Spannung in der Hauptstadt: Koalitionsverhandlungen von Union und SPD angelaufen
Nach der Bundestagswahl haben die Union und die SPD damit begonnen, formelle Koalitionsverhandlungen zu führen, um eine neue Regierung zu bilden. Am Abend trafen sich die 19 Hauptverhandler von CDU, CSU und SPD mit den Vorsitzenden der 16 Arbeitsgruppen, um den Prozess in der Berliner CDU-Zentrale zu starten.
Die Arbeitsgruppen, bestehend aus jeweils 16 Mitgliedern, haben die Aufgabe, bis zum 24. März Entwürfe für den Koalitionsvertrag zu entwickeln. Grundlage hierfür ist ein elfseitiges Eckpunktepapier, auf das sich beide Parteien zuvor geeinigt hatten.
Die Verhandlungen finden unter komplexen Bedingungen statt. Ein entscheidender Kompromiss aus den vorangegangenen Sondierungen wird momentan noch von den Grünen blockiert. Deren Unterstützung ist jedoch notwendig, um das im Bundestag zur Abstimmung stehende milliardenschwere Finanzpaket für Verteidigung und Infrastruktur durchzubringen, für das eine Zweidrittelmehrheit erforderlich ist.
Kurz vor Start der Koalitionsgespräche legten Union und SPD im Parlament die notwendigen Grundgesetzänderungen vor. CDU-Chef Friedrich Merz machte den Grünen das Angebot, Teile des geplanten 500-Milliarden-Euro-Infrastruktur-Fonds in Klimaschutz zu investieren und die Schuldenbremse in weiteren Bereichen zu lockern.
Trotz der Aussicht auf Fortschritte sowohl in der Verteidigung als auch in der Wirtschaft und dem Klimaschutz stießen diese Vorschläge bei den Grünen auf Ablehnung. Themen wie Migration, Haushaltsfragen, Steuerreformen und Verteidigung verlangen weiterhin nach intensiven Verhandlungen und bergen Konfliktpotenzial.
Besonders der Kompromiss bei der Zurückweisung von Asylbewerbern an den Grenzen sorgt für Kontroversen, da die Union und SPD unterschiedliche Interpretationen des Bedarfs an europäischer Konsensfindung haben. CSU-Chef Markus Söder bleibt zuversichtlich, dass eine Einigung erreichbar ist, während SPD-Innenexperte Dirk Wiese vor einem „steinigen Weg“ warnt und den bisherigen Umgang der Union mit den Grünen kritisiert.

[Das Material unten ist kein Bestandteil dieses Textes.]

Issue #244, opened 2019-05-24
Display built-in plugins


vitaliy-guliy:
### Description
 

Display built-in (default) plugins in the list of installed plugins. We have to indicate somehow that plugin is default ( provided by Theia editor docker image ).
Default plugins are always present on the file system and cannot be removed.

### Reproduction Steps

**OS and version:**    

**Diagnostics:**

vitaliy-guliy:
I have already did some work on this issue and included plugins in the list. But there is still a lot of work on plugin decorations.
![Screenshot from 2019-05-24 10-30-59](https://user-images.githubusercontent.com/1655894/58310380-2d3b9700-7e0f-11e9-8846-225cabf98bb8.png)

sunix:
@vitaliy-guliy i don't think we want to display these plugins ... not critical for customers

benoitf:
I think it's useful to see them and to not have a way to install/uninstall them

it's like default apps on Android or Extensions in VS Code, there are there but you can't uninstall them

PR #276, opened 2019-06-12
Display list of built-in plugins

vitaliy-guliy:
### What does this PR do?
Makes it possible to view the list of built-in plugins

Söder und Wiese unterstreichen die Bedeutung der Sondierungen als Basis für konstruktive Gespräche mit den Grünen. Ein striktes Kommunikationsverbot wurde den Mitgliedern der Arbeitsgruppen auferlegt, sodass keine Zwischenergebnisse oder Statements nach außen dringen.
Abschließend entscheiden die Parteichefs über die Vorschläge, bevor der finale Koalitionsvertrag den zuständigen Parteigremien vorgelegt wird. Die SPD plant zusätzlich eine Befragung ihrer Mitglieder.